# [TASK DIRECTIONS]
Exactly how many lines below mention "path"? Answer with that number alone.

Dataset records
PR #3089, opened 2023-05-18
fix: wrong ApiErrorMessage for DuplicateField GraphQL error

ragafus:


packages/react-notifications/src/components/notification-kinds/api-error-message/api-error-message.spec.tsx
```diff
@@ -96,10 +96,12 @@ describe('render', () => {
   });
   it('should show message for DuplicateField', () => {
```
emmenko, line 97: What about testing for both cases?

emmenko (commented):
Thanks for contributing. Overall looks good, just have one question about testing.

packages/react-notifications/src/components/notification-kinds/api-error-message/api-error-message.spec.tsx
ragafus: > What about testing for both cases?

I've added cases for REST and GraphQL errors 👍

CarlosCortizasCT (approved):
Thanks! 🙇

PR #3094, opened 2023-05-22
fix: wrong ApiErrorMessage for InvalidField GraphQL error

ragafus:
#### Summary
This PR adds support for the GraphQL variant of the `InvalidField` error.

#### Description
The current message is not properly formatted. It doesn't replace the `field` placeholder : `The value entered is not valid for the field "{field}".`


emmenko (approved):
Thanks!

CarlosCortizasCT (approved):
Many thanks 🙇

PR #3114, opened 2023-06-20
fix(website): resolving transitive dependencies in dev mode

kark:
#### Summary

Starting `custom-applications` docs in dev mode results in problems with resolving some transitive dependencies after migration to `pnpm`:
```bash
Module not found: Error: Can't resolve 'query-string' in
‘…/merchant-center-application-kit/website/.cache'
Module not found: Error: Can't resolve 'lodash/merge' in
‘…/merchant-center-application-kit/website/.cache'
``` 

From what I found out [the accepted solution](https://github.com/pnpm/pnpm/issues/991#issuecomment-1120101531) is using a special gatsby plugin for that. It's just a proposal, perhaps you have a better idea how to solve that.

Side note:
Adding as a dev dependency as advised here:
https://github.com/Js-Brecht/gatsby-plugin-pnpm/#how-to-install

### DIFF
--- a/pnpm-lock.yaml
+++ b/pnpm-lock.yaml
@@ -2951,6 +2951,9 @@ importers:
       '@svgr/cli':
         specifier: 6.5.1
         version: 6.5.1
+      gatsby-plugin-pnpm:
+        specifier: 1.2.10
+        version: 1.2.10(gatsby@5.9.1)
       linkinator:
         specifier: 4.1.2
         version: 4.1.2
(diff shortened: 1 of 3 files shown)


emmenko:
Ah interesting, thanks for looking into it!

So with this plugin everything works fine?

kark:
> Ah interesting, thanks for looking into it!
> 
> So with this plugin everything works fine?

Yes, it seems to work fine 🙂

emmenko (approved):
💯

CarlosCortizasCT (approved):
🙇

tdeekens (approved):

Issue #3126, opened 2023-07-03
<PageContentWide> silently ignores 3rd child component and doesn't throw any error


jaikumar-tj:
**Is your feature request related to a problem? Please describe.**

The `PageContentWide` doesn't throw any error or warning when more than 2 childrens are passed as props. It only renders first 2 child since the column prop determines how many columns to render. It goes unnoticed and developers don't realise that 3rd component (eg: info dialog or warn on leave or save bar) is not rendered on the page after a while.

**Describe the solution you'd like**

It would be helpful if the components throw an error so developers could avoid the mistake of passing 3rd component and wrap everything under fragment.

**Describe alternatives you've considered**

Atleast a console warning message would also be helpful to shorten the debug time. But the above solution stops the mistake from happening at very early stage.

CarlosCortizasCT:
Hi @jaikumar-tj,

Thanks for opening this feature request 👍 

We will look into it and try to improve the DX around that component.

Regarding the use cases you mention, I would say those extra components (info dialog, save bar,...) should not be wrapped in a `PageContentWide` though. This component is about laying out main content in a page and those examples are more about floating or fixed elements which might not be good candidates for this component.

Anyway, we'll try to improve this component and let you know.

PR #3127, opened 2023-07-04
Added warnings to the `PageContentWide` component

chloe0592:
The `PageContentWide` doesn't throw a warning when more children are passed as props. 
For example if 3 are passed, it only renders first 2 children and it goes unnoticed that 3rd component is not rendered and why is that the case.

In this PR we cover 3 possible scenarios when the warning is shown:
1. There's 1 column and more than 1 child.
2. There's 1/1 or 2/1 columns and only 1 child.
3. There's 1/1 or 2/1 columns and more than 2 children.

This PR closes - https://github.com/commercetools/merchant-center-application-kit/issues/3126.

### DIFF
--- a/.changeset/great-eggs-try.md
+++ b/.changeset/great-eggs-try.md
@@ -1,0 +1,6 @@
+---
+'@commercetools-frontend/application-components': patch
+'@commercetools-local/visual-testing-app': patch
+---
+
+Added warnings to the `page-content-wide' and tests update
--- a/packages/application-components/src/components/page-content-containers/page-content-wide/page-content-wide.tsx
+++ b/packages/application-components/src/components/page-content-containers/page-content-wide/page-content-wide.tsx
@@ -55,10 +55,33 @@ const Container = styled.div`
 
 function PageContentWide(props: TPageContentWide) {
   const [leftChild, rightChild] = Children.toArray(props.children);
+  const countChildren = Children.count(props.children);
+
+  // if there's 1 column and more than 1 child
+  const isColumnsOneAndMoreThanOneChild =
+    props.columns === '1' && countChildren > 1;
 
   useWarning(
-    props.columns !== '1' || !Boolean(rightChild),
-    'PageContentWide: This component only renders its first children when using a single column but you provided more that one.'
+    !isColumnsOneAndMoreThanOneChild,
+    'PageContentWide: This component has more than 1 child. Only the first child will be rendered.'
+  );
+
+  // if there's 1/1 or 2/1 columns and only 1 child
+  const isColumnsTwoAndOneChild =
+    (props.columns === '1/1' || props.columns === '2/1') && countChildren === 1;
+
+  useWarning(
+    !isColumnsTwoAndOneChild,
+    'PageContentWide: This component has only 1 child. The second child will be ignored.'
+  );
+
+  // if there's 1/1 or 2/1 columns and more than 2 children
+  const isColumnsTwoAndMoreThanTwoChildren =
+    (props.columns === '1/1' || props.columns === '2/1') && countChildren > 2;
+
+  useWarning(
+    !isColumnsTwoAndMoreThanTwoChildren,
+    'PageContentWide: This component has more than 2 children. Only the first 2 children will be rendered.'
   );
 
   return (
--- a/visual-testing-app/src/components/page-content-container-wide/page-content-container-wide.visualroute.tsx
+++ b/visual-testing-app/src/components/page-content-container-wide/page-content-container-wide.visualroute.tsx
@@ -38,18 +38,6 @@ export const Component = () => (
           ),
         },
         {
-          name: 'single column with several children',
-          path: 'single-column-with-several-children',
-          spec: (
-            <PageContentWide>
-              <Box />
-              <Box />
-              <Box />
-            </PageContentWide>
-          ),
-        },
-
-        {
           name: 'two columns 1/1',
           path: 'two-columns-half',
           spec: (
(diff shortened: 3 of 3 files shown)


packages/application-components/src/components/page-content-containers/page-content-wide/page-content-wide.tsx
```diff
@@ -55,10 +55,33 @@ const Container = styled.div`
...
+    props.columns === '1' && countChildren > 1;
+
+  useWarning(
+    !isColumnsOneAndMoreThanOneChild,
+    'PageContentWide: This component has more than 1 child. Only the first child will be rendered.'
+  );
+
+  // if there's 1/1 or 2/1 columns and only 1 child
+  const isColumnsTwoAndOneChild =
+    (props.columns === '1/1' || props.columns === '2/1') && countChildren === 1;
```
chloe0592, line 71: Wasn't sure if we want to show a warning in this case, but it made sense to me that if only one child is passed it would be usually by a mistake. But maybe I'm wrong?

jaikumar-tj (approved):
Thanks for the quick fixup. Just curious, does `useWarning` simply show a console warning or does it throw an error and prevent the developer from making mistake?

tdeekens (approved):

CarlosCortizasCT:
> > Thanks for the quick fixup. Just curious, does `useWarning` simply show a console warning or does it throw an error and prevent the developer from making mistake?
> 
> @jaikumar-tj yes, exactly it'll show a warning in the console, it doesn’t throw an error. It will be looking like this. Screenshot 2023-07-04 at 14 00 50

@jaikumar-tj we decided to follow @tdeekens advice of using a warning.

Bear in mind this will use a `console.warn` which should make the MC frontend consuming component tests to fail.

packages/application-components/src/components/page-content-containers/page-content-wide/page-content-wide.tsx
CarlosCortizasCT: Technically, the second column is not required when using two columns.
I've found some use cases in MC frontend repository where we're providing just one column in a two columns layout.
I'm not very sure if that was intentional, but I think it's safer for us to now apply that restriction.

I believe it would be better to keep the previous one and just add another for the use case of receiving more that two children on a two column layout:
```js
  const [leftChild, rightChild] = Children.toArray(props.children);
  const childrenCount = Children.count(props.children);

  useWarning(
    props.columns === '1' && childrenCount > 1,
    'PageContentWide: This component only renders its first children when using a single column but you provided more that one.'
  );

  useWarning(
    props.columns !== '1' && childrenCount > 2,
    'PageContentWide: This component only renders its first two children when using a two columns layout but you provided more that two.'
  );
```

chloe0592: Thanks for the feedback! 💡  Here's the change - [aaa1609](https://github.com/commercetools/merchant-center-application-kit/pull/3127/commits/aaa16098ceb3af35f12d773f93f2a4e22910a6ce).

packages/application-components/src/components/page-content-containers/page-content-wide/page-content-wide.tsx
```diff
@@ -55,12 +55,18 @@ const Container = styled.div`
...
   const [leftChild, rightChild] = Children.toArray(props.children);
+  const childrenCount = Children.count(props.children);
 
   useWarning(
-    props.columns !== '1' || !Boolean(rightChild),
+    props.columns === '1' && childrenCount > 1,
     'PageContentWide: This component only renders its first children when using a single column but you provided more that one.'
   );
 
+  useWarning(
```
CarlosCortizasCT, line 65: Maybe it would be a good idea to add a test to check this warning the same way we do for the other one.

.changeset/great-eggs-try.md
```diff
@@ -0,0 +1,6 @@
+---
+'@commercetools-frontend/application-components': patch
+'@commercetools-local/visual-testing-app': patch
+---
+
+Added warnings to the `page-content-wide' and tests update
```
CarlosCortizasCT, line 6: Since the changeset is targeted for `app-kit` users, perhaps we can explain a little further what we're changing here.

Here's an idea:
```
We included a new warning in the `PageContentWide` component to let consumers know the component will only render its first two children when configured to use two columns but consumers provided more than two children.
```

What do you think? 🤔

CarlosCortizasCT (approved):

packages/application-components/src/components/page-content-containers/page-content-wide/page-content-wide.tsx
```diff
@@ -55,12 +55,18 @@ const Container = styled.div`
 
 function PageContentWide(props: TPageContentWide) {
   const [leftChild, rightChild] = Children.toArray(props.children);
+  const childrenCount = Children.count(props.children);
 
   useWarning(
-    props.columns !== '1' || !Boolean(rightChild),
+    props.columns === '1' && childrenCount > 1,
     'PageContentWide: This component only renders its first children when using a single column but you provided more that one.'
```
ddouglasz, line 62:
```suggestion
    'PageContentWide: This component only renders its first children when using a single column but you provided more than one.'
```

packages/application-components/src/components/page-content-containers/page-content-wide/page-content-wide.tsx
```diff
@@ -55,12 +55,18 @@ const Container = styled.div`
...
   );
 
+  useWarning(
+    props.columns !== '1' && childrenCount > 2,
+    'PageContentWide: This component only renders its first two children when using a two columns layout but you provided more that two.'
```
ddouglasz, line 67:
```suggestion
    'PageContentWide: This component only renders its first two children when using a two columns layout but you provided more than two.'
```

ddouglasz (approved):
Nice! 🫶🏻
Just tiny observations

packages/application-components/src/components/page-content-containers/page-content-wide/page-content-wide.tsx
chloe0592: Great catch! 🦅 Thanks - [c7557ec](https://github.com/commercetools/merchant-center-application-kit/pull/3127/commits/c7557ecb5477db0f99acf7e076887da7249ff3e8).

.changeset/great-eggs-try.md
chloe0592: Sure, make sense. :) Updated here - [c7557ec](https://github.com/commercetools/merchant-center-application-kit/pull/3127/commits/c7557ecb5477db0f99acf7e076887da7249ff3e8)

packages/application-components/src/components/page-content-containers/page-content-wide/page-content-wide.tsx
chloe0592: Added here - [c7557ec](https://github.com/commercetools/merchant-center-application-kit/pull/3127/commits/c7557ecb5477db0f99acf7e076887da7249ff3e8)

CarlosCortizasCT (approved):
💯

# [WRITTEN SOLUTION]
2